Table 1.
Network characteristic | Parameter estimate | Interpretation in Fried et al. (2018) |
---|---|---|
t-tests between samples for average symptom endorsement | Except for Sample 1 compared to Sample 2, all samples differed significantly in mean symptom severity (ps < 2.2.×10−16) | “Samples differed in average symptom endorsement” (p. 6) |
Spearman rank correlations among mean symptom profiles | Range from rs = [.34] to rs = .82 (median rs = .63). | “There were considerable similarities across data sets in their mean symptom profiles” (p. 6) |
Visual comparison of the networks1 | N/A | “The four networks featured many consistent edges…There were also specific edges that differed considerably…” (p. 8). |
Symptom strength centrality order (Pearson correlations between each pair of networks)1 | Range from r = .63 to r = .75 (median r = .69) | “centrality order was substantially related across the four networks” (p. 8) |
bootnet results2 | ||
Correlation-stability coefficients | Range from CS(0.7) = .52 to CS(0.7) = .75 (median CS(0.7) = .60) | “The correlation-stability coefficient[s] for strength centrality…exceeded the recommended threshold for stable estimation of 0.50” (p. 8) |
Edge weight 95% confidence intervals | Plot of CIs (see Fig S3 in Fried et al.) | “Stability analyses indicated that all four networks were accurately estimated, with small to moderate confidence intervals around the edge weights” (p. 8). |
Coefficient of similarity (Spearman rank correlations of edge lists)1 | Range from rs = .62 to rs = .74 (median rs = .71) | “indicating strong similarities” (p. 8). |
NetworkComparisonTest results3 | ||
Omnibus test of network structure invariance | all ps < .005 | “implying that no pair of networks featured exactly the same 120 edge weights” (p. 8) |
Individual edge invariance test | Range of 2 (1.7%) to 8 (6.7%) edges differed significantly across the six comparisons (median of 3 [2.5%]) | “Overall, networks were moderately to strongly correlated and only a few significantly different edges emerged, which implies considerable similarities.” (p. 9) |
Global strength invariance test | Four of the six pairwise comparisons were significantly different (p < .05) | “Global strength values were fairly similar” (p. 9) |
Cross-sample variability network4 | Three edges were described as “the most variable”, with standard deviations of.15, .15, and .14 | “For the remaining edges, standard deviations were small to negligible” (p. 10) |
Summary of the results | N/A | “First, whereas data sets differed in overall PTSD severity, the patterns of symptom endorsement were correlated across the four samples… Second, whereas the structures of the four networks were not statistically identical (i.e., not all edges were exactly the same), the networks showed moderate to high intercorrelations, as did strength centrality coefficients.

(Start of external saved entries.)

PR #582, opened 2021-08-05
bugfix: ensure we do not expect children on chapter with can_view=info perm 

smadbe:
Fix a bug: infinite loading spinner in menu when the item has can_view:info but has children.

Add extra checks to prevent this issue (will also ask the backend this "fix" that)

### DIFF
--- a/src/app/core/http-services/item-navigation.service.ts
+++ b/src/app/core/http-services/item-navigation.service.ts
@@ -126,7 +126,7 @@ function createNavMenuItem(raw: {
   return {
     id: raw.id,
     title: raw.string.title ?? '',
-    hasChildren: raw.has_visible_children && raw.permissions.can_view !== 'none' && raw.permissions.can_view !== 'info',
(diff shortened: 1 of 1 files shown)


src/app/core/http-services/item-navigation.service.ts
```diff
@@ -126,7 +126,7 @@ function createNavMenuItem(raw: {
   return {
     id: raw.id,
     title: raw.string.title ?? '',
-    hasChildren: raw.has_visible_children,
+    hasChildren: raw.has_visible_children && raw.permissions.can_view !== 'none' && raw.permissions.can_view !== 'info',
```
Iloveall, line 129: Idea for improve - I prefer to use:

!['none', 'info'].includes(raw.permissions.can_view);

smadbe:
```suggestion
    hasChildren: raw.has_visible_children && ![ 'none', 'info' ].includes(raw.permissions.can_view),
```

Iloveall (approved):

PR #587, opened 2021-08-06
bugfix: make sure the 'via group ... ' indication is indicated for every root item, even non-chapters

smadbe:
The 'via group...' was not given for tasks, courses and leaf skills.

### DIFF
--- a/src/app/core/components/left-nav-tree/left-nav-tree.component.html
+++ b/src/app/core/components/left-nav-tree/left-nav-tree.component.html
@@ -132,6 +132,7 @@
           <span class="label-container">
             <span class="node-label-title">
               {{ node.data.element.title }}
+              <span *ngIf="node.data.element.groupName">(via group "{{ node.data.element.groupName }}")</span>
             </span>
           </span>
           <alg-skill-progress
@@ -228,6 +229,7 @@
           <span class="label-container">
             <span class="node-label-title">
               {{ node.data.element.title }}
+              <span *ngIf="node.data.element.groupName">(via group "{{ node.data.element.groupName }}")</span>
             </span>
           </span>
         </span>


src/app/core/components/left-nav-tree/left-nav-tree.component.html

Third, we highlighted the most pronounced differences among networks by estimating a variability network: [Three edges] differed considerably across the four samples, whereas other edges were similar or identical across networks.” (p. 10) |
Note.
Based on jointly estimated Gaussian graphical models (GGMs) derived from polychoric correlations using fused graphical lasso selecting tuning parameters using k-fold cross-validation.
Based on individually estimated GGMs derived from polychoric correlations.
Based on individually estimated GGMs derived from Pearson correlations, excluding the 0.3–3.8% of cases with missing data.
Based on jointly estimated Gaussian graphical models (GGMs) derived from polychoric correlations using fused graphical lasso selecting tuning parameters using information criteria.